Il team di salvataggio della nave dell’Ong Sos Méditerranée
«Sono nata questa mattina, mi chiamo Mercy». Tra le cabine della Aquarius il refrain di ieri è quello di una canzone francese. 'Mercy', del duo elettropop Madame Monsieur. Mercy, 'grazie' in francese, 'misericordia' nella traduzione anglofona. Un pezzo dedicato alla bambina nata a bordo della nave di Sos Méditerranée, lo scorso 21 marzo, mentre stava per entrare nel porto di Catania. Qui se la ricordano in molti. I genitori, una ragazza nigeriana e un ragazzo ghanese, erano stati salvati poche ore prima, nello stesso tratto di mare dove si trova attualmente la Aquarius. «Abbiamo ascoltato il suo primo vagito in diffusione – ricorda Mathilde Auvillain, capo della comunicazione per Sos Méditerranée – il fatto che sia stata selezionata tra le concorrenti al prossimo Eurovision Contest ha riportato alla mente di tutti quei giorni».
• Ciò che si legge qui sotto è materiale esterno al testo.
PR #312, opened 2020-04-07
CI Excludes master And gh-pages

### LINKED ISSUE #304: Prevent CI action running on both master and gh-pages branches
**Describe the bug**
Currently the CI action runs on both `master` and `gh-pages` branches. This is unnecessary

**Expected behavior**
Only the Deploy to GitHub Pages action should run on `master`. We don't need any actions to run explicitly on `gh-pages`.

JamieB-gu:

Added `master` and `gh-pages` to ignored CI branches. CI will run on all other branches. From the docs [here](https://help.github.com/en/actions/reference/workflow-syntax-for-github-actions#example-ignoring-branches-and-tags). Should fix #304.

## What does this change?

- Removes the `branches` positive match
- Adds the `branches-ignore` negative match for `master` and `gh-pages`

### DIFF
--- a/.github/workflows/ci.yml
+++ b/.github/workflows/ci.yml
@@ -1,8 +1,9 @@
 name: CI
 on:
     push:
-        branches:
-            - "*"
+        branches-ignore:
+            - 'master'
+            - 'gh-pages'
 jobs:
     build:
         runs-on: ubuntu-latest


JamieB-gu:
Well I can see CD running against `master`, and CI ran against this branch, but not against `master` or the freshly updated `gh-pages` branch. Looks like it's working?

SiAdcock:
> Looks like it's working?

I would say 😁 👍 

Thanks so much!!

A bordo dell’imbarcazione di Sos Méditerranée e Medici senza Frontiere, la giornata di ieri è trascorsa interlocutoria. Nessuna nuova segnalazione di natanti in arrivo, dopo i tre gommoni partiti all’alba dell’1 gennaio. Le condizioni del mare stanno gradualmente peggiorando. «Il mare monta – spiega Luca Salerno, capo progetto di Medici senza frontiere a bordo, nel consueto briefing mattutino – ma si prevede un miglioramento già a partire dal 4 gennaio». Nella clinica di Medici senza frontiere è tempo di bilanci, analisi, allestimenti. Ci si prepara per nuovi salvataggi. Marco Gabaglio ha 34 anni e viene da Como. Si sta specializzando in anestesia e rianimazione all’Università dell’Insubria. Dal 13 dicembre scorso è a bordo della Aquarius. Ci rimarrà fino al 13 marzo, per completare il tirocinio del corso di Medicina umanitaria che sta portando a termine con l’Ateneo del Piemonte orientale, nell’ambito del Crimedim.
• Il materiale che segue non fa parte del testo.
Issue #439, opened 2018-11-16
[Feature Request] Have options to download both R-18/18G or one over other.


ghost:
I was wondering if there would be an option or confirmation to download R-18G Files alongside the regular R-18 Only Mode like if you were in said mode and were going to download some stuff, the console would ask if you wanted to download both kinds or one over the other.

The R-18 mode only downloads things that are tagged with said mode and not the other variants of said mode.

Nandaka:
Currently not possible for member related images, as the filter from Pixiv only allow to supply 1 tag (either R-18 or R-18G).
What I can do is to run 2 query for each tag. Please note that if the images has both tag, it will be processed twice.

LatvijaSuido:
Thank you for the informative knowledge. I was wondering this myself. It should not be challenging for people to open up the .ini and change r18mode to True if they wish to get a full catalogue from a member or section. This seems like a low priority goal. I may be wrong and minority. English is not first language after all :)

Nandaka:
hmm, I can set it in the `config.ini` as flag `r18Type` with value `0` = both R18 and R-18G, `1` = only R18, and `2` = only R18G

Issue #420, opened 2018-10-03
the timestamp is delayed by 9 hours.


nalvoks:
### Prerequisites

* [x] Did you read FAQ section?
* [ ] Did you test with the latest releases or commit?
not yet.
I'm using 20180918.
I'll try after download is completed.

### Description

the timestamp of downloaded file is delayed by 9 hours.
I'm in Japan (UTC+9) and I think that's the reason.

### Steps to Reproduce

using PixivUtil2 with --startaction=4

Nandaka:
It is stored in utc.
for example, https://www.pixiv.net/ajax/illust/69925083
https://github.com/Nandaka/PixivUtil2/blob/master/PixivModelWhiteCube.py#L234

I'm not sure if I should convert to local pc time? maybe can use something like https://stackoverflow.com/a/10854983

nalvoks:
oh ok.
no problem if it's the intended behavior.

thanks.

Nandaka:
I think in the web ui, it will be adjusted to the time zone based on your location in the profile settings?

For example:
https://www.pixiv.net/member_illust.php?mode=medium&illust_id=70995384
Web shows October 3, 2018 6:09 AM
![image](https://user-images.githubusercontent.com/836867/46511590-1ba67e80-c882-11e8-8370-30197abd7778.png)
API shows 2018-10-02T22:09:47+00:00 (9h differences)
![image](https://user-images.githubusercontent.com/836867/46511636-44c70f00-c882-11e8-98cb-3cbe8171d2fe.png)

What is the date shown in your side (assuming your location is not set to tokyo/japan)?

nalvoks:
the date shown in my side is

https://www.pixiv.net/ajax/illust/70850475
"createDate":"2018-09-24T09:36:51+00:00"

https://www.pixiv.net/member_illust.php?mode=medium&illust_id=70850475
September 24, 2018 18:36

downloaded file
20180924 09:36:51

nalvoks:
i forgot this.

70850475.txt
Date          = 09/24/18 09:36

Nandaka:
I assume, you also setting the location to tokyo/japan? if not, then meaning the timestamp in the web page is always use japan as the time zone offset.

nalvoks:
Yes. the location is set to Japan. and the system locale is also Japan.
but the timestamp of downloaded file is in UTC+00:00 time zone.

Nandaka:
[...]

PR #1197, opened 2022-11-19
Enhance document

NewUserHa:
This PR tries to update the document and add some details to it.

Found some issues that need to discuss:
* `customCleanUpRe` no document.
* `customBadChars` no code no use.
* `writeRawJSON` no code no use.
* `writeSeriesJSON` no code no use. the `includeSeriesJSON` do the job.
* `useLocalTimezone` can be removed since all file time is always use local time.

hope this can make the document better for coming new users


cglmrfreeman:
What on earth?

NewUserHa:
the document, the readme.md.

those settings are not used at all or having issues.

Nandaka:
Is the document you are referring to is the Readme.md?
 
`writeRawJSON` it is used in the code and in the config file.

image
image

`includeSeriesJSON` is the correct one, not `writeSeriesJSON` ==> only need to update the readme

`useLocalTimezone` => not in my case see #420 as the API return in utc

`customCleanUpRe` is used as part of filename sanitizer if user want to use it.
image

`customBadChars` ==> I think already replaced with above, at least I cant find the usage beside in the config.

NewUserHa:
I'm trying set config based on the document.

> writeRawJSON, writeImageJSON

turned both on, but no '..-raw.text' file written, only a json.text from 'writeImageJSON'

> useLocalTimezone

system use time in seconds since the epoch (i.e. UTC) always.
the reason of '70850475.txt' has a wrong file time may be no 'os.utime()' followed after '.close()' at https://github.com/Nandaka/PixivUtil2/blob/f2e9ab19fe471c93c0a1697d89f1f9f93f3c39cd/PixivImage.py#L434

«Mi sono sempre interessato a questioni migratorie – racconta Marco – in passato ero stato a Kelle, vicino Dakar, per un mese, con una piccola organizzazione delle mie parti. Mi occupavo di bambini di strada. Poi, a Como, ho seguito la genesi e l’evoluzione dell’accampamento di migranti sorto vicino alla stazione. È lì che ho trattato i primi casi di scabbia e di assideramento. È stato un buon rodaggio». Degli ultimi salvataggi avvenuti a dicembre, ricorda soprattutto quello di Santo Stefano. «Abbiamo lavorato fino a tarda notte tutte le sere – ricorda – c’erano una ventina di ragazzi che presentavano ustioni da gasolio sulla pelle. E avevamo a disposizione solo metà della clinica, perché avevamo dovuto isolare un ragazzo eritreo, che aveva una sospetta tubercolosi. Io, peraltro, durante i primi giorni sulla Aquarius avevo patito il mal di mare. Una variabile da tenere in considerazione. Poi il fisico si è abituato.
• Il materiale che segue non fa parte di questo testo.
PR #1199, opened 2022-11-23
Update to python 3.11 for faster startup

NewUserHa:
Faster startup time can help command line program has a better user experience.
 
detail: https://docs.python.org/3.11/whatsnew/3.11.html#faster-cpython

### DIFF
--- a/.travis.yml
+++ b/.travis.yml
@@ -1,3 +1,4 @@
+dist: jammy
 language: python
 python:
   - "3.11"
--- a/.travis.yml
+++ b/.travis.yml
@@ -1,6 +1,6 @@
 language: python
 python:
-  - "3.9"
+  - "3.11"
 # command to install dependencies
 install:
   - pip install -e .
--- a/Dockerfile
+++ b/Dockerfile
@@ -1,4 +1,4 @@
-FROM python:3.8
+FROM python:3.11
 
 COPY requirements.txt requirements.txt
 


cglmrfreeman:
I don't understand. Anyone who doesn't PixivUtil2 in a docker won't benefit from this and the last Travis CI build was [over two years ago](https://travis-ci.org/github/Nandaka/PixivUtil2/builds). If you meant "Update docker file and .travis.yml to Python 3.11", yeah, that will work, but "for faster startup" means nothing. There is no "better user experience" coming from this pull request. The documentation states:
> This has a big impact for short-running programs using Python.

As far as I am aware, PixivUtil2 is not a "short-running" program. Furthermore, to prove this, benchmarks are required. What's the startup time for docker versus your branch?

NewUserHa:
It's just saying that python 3.11 could make console programs startup faster and users will feel happy.

dont see why you use a python file in docker, that way you have to mount the folder anyway.

NewUserHa:
The docker one can speed up the docker of python; The travis ci can run some pip install tests.

It just notices that updating to python 3.11 has benefitted, and this PR is trivial actually. If the next release is bundling python 3.11, can close this PR.

cglmrfreeman:
The next release of PixivUtil2 does not bundle python at all. You can close this PR yourself if you wish, else we're waiting on @Nandaka.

È stato tutto emozionante e stancante al tempo stesso. Ma molto formativo». Lo scafo della Sea Watch III si staglia sul mare, a poca distanza. L’equipaggio della organizzazione non governativa tedesca si avvicina con un gommone. Ci si scambiano gli auguri per un buon 2018. Dal ponte della Aquarius un pacco verde finisce nel battello pneumatico dei colleghi. I due equipaggi si troveranno a pattugliare la stessa zona, a poche decine di miglia dalla costa di Zuara, per i prossimi giorni. «L’organizzazione è molto rodata – racconta ancora Marco – ci vuole poco a sentirsi parte del team. Dopo aver vissuto il primo salvataggio, mi sono reso conto anche della qualità del lavoro portato avanti dagli operatori di Sos Méditerranée. Credo che ci sia molta disinformazione, almeno in Italia, su quello che realmente fanno queste organizzazioni. Sull’importanza del lavoro che svolgono. Andrebbe raccontato di più».